*** Given data ***

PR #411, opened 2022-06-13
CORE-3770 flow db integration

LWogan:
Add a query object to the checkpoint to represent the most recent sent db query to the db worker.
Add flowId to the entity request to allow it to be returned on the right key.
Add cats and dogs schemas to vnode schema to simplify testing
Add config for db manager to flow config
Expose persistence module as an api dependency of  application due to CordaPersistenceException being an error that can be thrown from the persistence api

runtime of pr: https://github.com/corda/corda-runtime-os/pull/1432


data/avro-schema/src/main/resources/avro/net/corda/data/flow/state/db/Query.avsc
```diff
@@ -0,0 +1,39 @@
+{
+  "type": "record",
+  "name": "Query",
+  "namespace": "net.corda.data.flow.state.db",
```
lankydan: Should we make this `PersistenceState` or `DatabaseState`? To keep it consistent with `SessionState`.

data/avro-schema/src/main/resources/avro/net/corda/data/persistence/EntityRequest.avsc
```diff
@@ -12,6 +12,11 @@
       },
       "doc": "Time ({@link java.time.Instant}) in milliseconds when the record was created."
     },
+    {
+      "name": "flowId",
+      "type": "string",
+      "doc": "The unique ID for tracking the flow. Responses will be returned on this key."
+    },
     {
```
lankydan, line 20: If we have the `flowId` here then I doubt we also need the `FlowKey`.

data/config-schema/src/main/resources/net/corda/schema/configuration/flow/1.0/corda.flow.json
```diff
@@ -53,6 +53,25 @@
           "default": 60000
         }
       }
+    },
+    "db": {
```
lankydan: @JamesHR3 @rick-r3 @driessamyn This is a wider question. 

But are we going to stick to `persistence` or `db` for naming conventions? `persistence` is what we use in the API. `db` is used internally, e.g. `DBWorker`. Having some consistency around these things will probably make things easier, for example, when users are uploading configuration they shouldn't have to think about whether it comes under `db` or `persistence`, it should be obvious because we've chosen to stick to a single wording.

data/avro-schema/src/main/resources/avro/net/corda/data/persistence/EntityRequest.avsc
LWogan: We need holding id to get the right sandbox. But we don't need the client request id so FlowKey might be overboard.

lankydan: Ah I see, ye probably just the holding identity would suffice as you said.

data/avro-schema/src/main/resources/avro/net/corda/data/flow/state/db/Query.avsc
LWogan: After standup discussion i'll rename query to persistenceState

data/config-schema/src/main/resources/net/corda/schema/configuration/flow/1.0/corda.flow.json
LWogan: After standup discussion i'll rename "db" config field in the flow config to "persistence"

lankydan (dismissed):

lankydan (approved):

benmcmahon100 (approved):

*** End of Given data ***

## Exercise objective
Write the lines out again exactly, beginning at the line that contains "lankydan, line 20: If" and stopping only at the final line of the listing above.

## Task solution
lankydan, line 20: If we have the `flowId` here then I doubt we also need the `FlowKey`.

data/config-schema/src/main/resources/net/corda/schema/configuration/flow/1.0/corda.flow.json
```diff
@@ -53,6 +53,25 @@
           "default": 60000
         }
       }
+    },
+    "db": {
```
lankydan: @JamesHR3 @rick-r3 @driessamyn This is a wider question. 

But are we going to stick to `persistence` or `db` for naming conventions? `persistence` is what we use in the API. `db` is used internally, e.g. `DBWorker`. Having some consistency around these things will probably make things easier, for example, when users are uploading configuration they shouldn't have to think about whether it comes under `db` or `persistence`, it should be obvious because we've chosen to stick to a single wording.

data/avro-schema/src/main/resources/avro/net/corda/data/persistence/EntityRequest.avsc
LWogan: We need holding id to get the right sandbox. But we don't need the client request id so FlowKey might be overboard.

lankydan: Ah I see, ye probably just the holding identity would suffice as you said.

data/avro-schema/src/main/resources/avro/net/corda/data/flow/state/db/Query.avsc
LWogan: After standup discussion i'll rename query to persistenceState

data/config-schema/src/main/resources/net/corda/schema/configuration/flow/1.0/corda.flow.json
LWogan: After standup discussion i'll rename "db" config field in the flow config to "persistence"

lankydan (dismissed):

lankydan (approved):

benmcmahon100 (approved):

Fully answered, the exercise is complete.